[Extracted entries — start]

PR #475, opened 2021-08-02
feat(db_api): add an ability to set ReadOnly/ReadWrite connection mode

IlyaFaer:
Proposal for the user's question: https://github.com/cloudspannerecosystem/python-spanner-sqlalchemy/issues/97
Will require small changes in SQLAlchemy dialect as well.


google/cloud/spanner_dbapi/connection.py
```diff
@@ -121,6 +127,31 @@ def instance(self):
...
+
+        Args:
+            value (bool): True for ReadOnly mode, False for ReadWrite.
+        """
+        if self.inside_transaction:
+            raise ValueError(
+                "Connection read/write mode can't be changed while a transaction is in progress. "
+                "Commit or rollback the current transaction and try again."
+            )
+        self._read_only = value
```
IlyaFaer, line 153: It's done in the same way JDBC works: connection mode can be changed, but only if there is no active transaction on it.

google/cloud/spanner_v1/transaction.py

[Extracted entries — finish]

■ What the task asks
Go through the data, and copy each line in which the word "self" appears.

■ Exercise response
@@ -121,6 +127,31 @@ def instance(self):
+        if self.inside_transaction:
+        self._read_only = value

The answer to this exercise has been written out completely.